マドゥーロ暫定大統領は、チャベス亡き後のPSUV序列第一位のカベーリョ国会議長と異なり、軍人出身ではない。労組幹部出身とは言え、ブラジルのルラ前大統領のように自ら政党を創設したわけでもない。若くして国会議長になり、また外相にもなったが、どうしてもチャベス氏の影が透けて見える。彼が訴えるのは、「チャベス革命」の継承であり、MUDに対する「米国帝国主義配下」断定だ。政策面の具体的な施策は、少なくとも外電ニュースからは窺えない。MUDの上述の攻撃に対する反論も、あまり見えない。米国帝国主義に操られベネズエラの不安定化を謀りチャベス革命を破壊する、と決めつけ、カプリーレス氏をファシスト呼ばわりする。
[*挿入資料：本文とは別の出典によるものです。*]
PR #3026, opened 2016-11-04
fix typo in create help

### LINKED ISSUE #3010: Typo in vic-machine help?
Using build 6507 

In the vic-machine extended help there is: 

`--container-network-gateway value, --cng value   Gateway for the container network's subnet in CONTAINER-NETWORK:SUBNET format, e.g. vsphere-net:172.16.0.0/16.`

Shouldn't the example 172.16.0.1? Also, why do we need to specify the subnet for the GW as well? We already specify it with the `--container-network-ip-range` parameter. 

All in all I would have expected the e.g. to be something like: 

`e.g. vsphere-net:172.16.0.1.`

emlin:
Fixes #3010


caglar10ur:
Lgtm

andrewtchin:
lgtm

emlin:
♻️

PR #3038, opened 2016-11-07
[full ci] Add retry support for upstream functions

caglar10ur:
Commit can fail with ConcurrentAccess error and when that happens
upstream has to replay the operation on up2date handle and re-submit.

**This change assumes that every operation on the retry path is idempotent**


emlin:
Is there any reason to retry in docker persona, instead of in portlayer vm.WaitForResult?

caglar10ur:
@emlin yes we need persona to make the same changes on the handle when we get a conflict error. This is not just retrying the task, it's re-creating the same task based on the updated world.

emlin:
@caglar10ur even that's the case, why should we expose the conflict error back to docker persona? Shouldn't that be responsibility of portlayer?

caglar10ur:
@emlin Don't think so. Personality is the caller, it knows what operations are needed. Think this like a HTTP conflict error, when that happens client needs to send another query (or drop it etc.) and we don't expect http server to try it again by itself.

emlin:
hm... but we're still retrying in docker persona. This will make the operation sequence random. 
Anyway, the code LGTM.

lib/apiservers/engine/backends/container.go
```diff
@@ -143,6 +152,39 @@ func NewContainerBackend() *Container {
...
 }
 
+// Retry retries the given function DefaultRetryCount times while sleeping some time between unsuccesfull attempts
+func Retry(op func() error) error {
+	defer trace.End(trace.Begin(""))
+
+	var err error
+
+	// DefaultRetryInterval -> [DefaultRetryInterval - delta, DefaultRetryInterval + delta]
+	delta := DefaultRetryInterval.Seconds() * DefaultRandomizationFactor
```
hmahmood: You may want to make `delta`, `min`, and `max` constants as well.

lib/apiservers/engine/backends/container.go
```diff
@@ -143,6 +152,39 @@ func NewContainerBackend() *Container {
...
+	min := int(DefaultRetryInterval.Seconds() - delta)
+	max := int(DefaultRetryInterval.Seconds() + delta)
+
+	for retry := 1; retry <= DefaultRetryCount; retry++ {
+		err = op()
+		if err != nil && IsConflictError(err) {
+			// Pick a random integer from [min, max] range and multiply it with the index
+			next := time.Duration(retry * (rand.Intn(max-min+1) + min))
```
hmahmood: May want to look at how we do backoff here: https://github.com/vmware/vic/blob/master/pkg/vsphere/tasks/waiter.go#L76. Maybe make the backoff code modular so both places can use it?

lib/apiservers/engine/backends/container.go
```diff
@@ -143,6 +152,39 @@ func NewContainerBackend() *Container {
...
+			log.Errorf("Operation failed with Concurrent modification detected error, will try again after sleeping %s (attempt #%d)", next, retry)
+			time.Sleep(next)
+
+			continue
+		}
+		if err != nil {
+			log.Errorf("Operation failed with %#+v", err)
+			return err
+		}
+		if err == nil {
```
hmahmood: Well `err == nil` goes without saying here.

hmahmood:
lgtm

It would be nice if both the tasks library and this code used the same backoff mechanism.

lib/apiservers/engine/backends/container.go
```diff
@@ -69,6 +70,11 @@ const (
 	MinCPUs = 1
 	// DefaultCPUs - the default number of container VM CPUs
 	DefaultCPUs = 2
+
+	// Random numbers generated by fair dice roll :)
+	DefaultRetryCount          = 5
+	DefaultRandomizationFactor = 0.5
+	DefaultRetryInterval       = 2 * time.Second
```
vburenin: Have you considered randomized exponential retries?

lib/portlayer/exec/commit.go
```diff
@@ -138,45 +135,33 @@ func Commit(ctx context.Context, sess *session.Session, h *Handle, waitTime *int
...
-				// FIXME!!! this is a temporary hack until the concurrent modification retry logic is in place
-				if refresh {
-					base, err := h.updates(ctx)
-					if err == nil {
-						h.Runtime = base.Runtime
-						h.Config = base.Config
-					}
-				}
+			// poor man's test and set
+			s.ChangeVersion = h.Config.ChangeVersion
```
emlin: With this settings, the tasks retry will not work, right?
If there is task in progress error, in next retry, the configuration version is already changed by other finished task.
Right now, the vm reconfigure for VCH is locked, the container reconfigure cannot be retried for this setting, I think keep the task retry logic seems misleading.

caglar10ur: You are right, task in progress will fail but I'm not sure whether we should treat it like a conflict error. Right now we get a TaskInProgress error first and then retry in the task package and get ConccurrentAccess error and return that and retry the whole operation in persona.

emlin:
lgtm. But you might want to separate vendor code. It gonna be something new for 0.8

lib/portlayer/exec/commit.go
```diff
@@ -138,45 +135,33 @@ func Commit(ctx context.Context, sess *session.Session, h *Handle, waitTime *int
...
 
-				s.ChangeVersion = h.Config.ChangeVersion
+			// nilify ExtraConfig if vm is running
+			if h.Runtime.PowerState == types.VirtualMachinePowerStatePoweredOn {
```
hickeng: can we change this to != poweredOff?

lib/apiservers/engine/backends/container.go
```diff
@@ -69,6 +70,13 @@ const (
 	MinCPUs = 1
 	// DefaultCPUs - the default number of container VM CPUs
 	DefaultCPUs = 2
+
+	// Random numbers generated by fair dice roll :)
+	DefaultInitialInterval     = 2 * time.Second
```
hickeng: what is the minimum that this results in? Ideally we'd retry immediately on the first failure as our most common scenario is that there are only two operations competing (attach and start) and having received ConflictError once means that the competing operation has completed.

caglar10ur: They are randomly picked by me, you can experiment with them via

```
package main

import (
        "fmt"
        "time"

        "github.com/cenkalti/backoff"
)

const (
        DefaultInitialInterval     = 2 * time.Second
        DefaultRandomizationFactor = 0.5
        DefaultMultiplier          = 2
        DefaultMaxInterval         = 30 * time.Second
        DefaultMaxElapsedTime      = 1 * time.Minute
)

type Clock struct {
        now time.Time
}

func (c *Clock) Now() time.Time {
        return c.now
}

func (c *Clock) Sleep(i time.Duration) {
        c.now = c.now.Add(i)
}
func main() {
        clock := &Clock{now: time.Now()}
        b := &backoff.ExponentialBackOff{
                InitialInterval:     DefaultInitialInterval,
                RandomizationFactor: DefaultRandomizationFactor,
                Multiplier:          DefaultMultiplier,
                MaxInterval:         DefaultMaxInterval,
                MaxElapsedTime:      DefaultMaxElapsedTime,
                Clock:               clock,
        }
        // Reset the interval back to the initial retry interval and restart the timer
        b.Reset()
        for {
                next := b.NextBackOff()
                if next == backoff.Stop {
                        break
                }
                fmt.Printf("[%s]\n", next)
                clock.Sleep(next)
        }
}
```

running them 3 times shows following distribution

```
[conur@vir:/opt/go/src/github.com/vmware/vic(retry)] go run retry.go
[2.209320576s]
[5.762036353s]
[9.316480426s]
[15.003426995s]
[27.739124912s]
[conur@vir:/opt/go/src/github.com/vmware/vic(retry)] go run retry.go
[2.209320576s]
[5.762036353s]
[9.316480426s]
[15.003426995s]
[27.739124912s]
[conur@vir:/opt/go/src/github.com/vmware/vic(retry)] go run retry.go
[2.209320576s]
[5.762036353s]
[9.316480426s]
[15.003426995s]
[27.739124912s]
```

caglar10ur: 2 second to 500 ms

```
[conur@vir:/opt/go/src/github.com/vmware/vic(retry)] go run retry.go
[744.885075ms]
[1.295280183s]
[1.807981249s]
[5.942740531s]
[8.350248657s]
[18.68257744s]
[19.290742954s]
[39.812197537s]
[conur@vir:/opt/go/src/github.com/vmware/vic(retry)] go run retry.go
[296.411109ms]
[1.228648661s]
[1.986901726s]
[2.143151871s]
[11.24980646s]
[13.672829257s]
[29.271093666s]
[19.898402297s]
[conur@vir:/opt/go/src/github.com/vmware/vic(retry)] go run retry.go
[293.261689ms]
[1.331998864s]
[1.895614979s]
[5.448026869s]
[4.491979661s]
[21.151462222s]
[42.776509135s]
```

lib/portlayer/exec/commit.go
caglar10ur: done

lib/apiservers/engine/backends/container.go
caglar10ur: using a very small initial number and a big multiplier to start fast and then slow down

caglar10ur:
* waiting legal to approve 3rd party packages

mdubya66:
don't wait for legal approval. lgtm.

caglar10ur:
♻️

PR #3050, opened 2016-11-07
Not logging command arguments and environment when logging config [full ci]

### LINKED ISSUE #1659: Not enough information in build logs to debug container issues
Currently only the log from the container and vmware.log are present in the build log for a failed build. This currently does not give enough information, for instance, to debug networking issues. We need a way get more information about the container in the build logs. Maybe a dump of guestinfo, and other commands like we do for the VCH.

hmahmood:
Fixes #1659


lib/tether/tether.go
```diff
@@ -584,14 +582,37 @@ func logConfig(config *ExecutorConfig) {
...
+			if _, ok := keys[k]; !ok {
+				sink[k] = v
+			}
+
+			return nil
+		},
+		config,
+	)
+
+	for k, v := range sink {
```
hickeng: Why not log directly in the func passed to Encode?

hmahmood: The logging is in there is affected by the log level in the `extraconfig` package, which could be different from what the tether is using.

pkg/vsphere/extraconfig/keys.go
```diff
@@ -262,3 +262,114 @@ func addPrefixToKey(header, prefix, key string) string {
...
+	log.Debugf("v=%#v, field=%#v, prefix=%#v", v, field, prefix)
+	if v.Kind() == reflect.Ptr {
+		return calculateKeys(v.Elem(), field, prefix)
+	}
+
+	if field == "" {
+		return []string{prefix}
+	}
+
+	s := strings.SplitN(field, ".", 2)
```
fdawg4l: I'm new to this guest info stuff.  Is this a field separator inherent to extraconfig?  If so does this conflict or break with this (https://github.com/vmware/vic/pull/3062/files)?

fdawg4l:
LGTM

caglar10ur:
LGTM (would love to convert | to a const so that we can change it easily but that's for another PR)

hmahmood:
.

hmahmood:
♻️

だが、国葬に殆どの域内首脳を呼び寄せた国際的知名度、国内では貧困率が高い中で強力に推進して来た貧困対策、何より強い指導力、カリスマ性で国民を惹きつけてきたチャベスの、正統な後継者である。2年間に及ぶ、特にここ2ヵ月間は壮絶さを想起させる、彼の癌との闘いが、国民の脳裏に焼き付いている。一月後の選挙時も変わるまい。
マドゥーロ候補が大統領になれば、言わば「チャベス無きチャベス体制」に入ろう。ベネズエラではビセンテ・ゴメス(1857-1935。私のホームページから十九世紀末以降のカウディーリョでも少し述べている)死後の10年間が「ゴメス無きゴメス時代」とされる。この頃は議会による間接選挙で大統領が選ばれたが、初代のロペス・コントレラス(1883-1973。暫定含め在任1935-41)はゴメス政権の陸海軍相だった人だ。その政権下で同じ陸海軍相を務めていたメディーナ(1897-1953。在任1941-45)が引き継いだ。ただ、ゴメスは親米姿勢が強く、発見された石油資源を、当時ではどこの国も国有化するのに、英米の石油メジャーに委ねた。だから、並び立てられるのは、マドゥーロ氏にとって我慢できないところだ。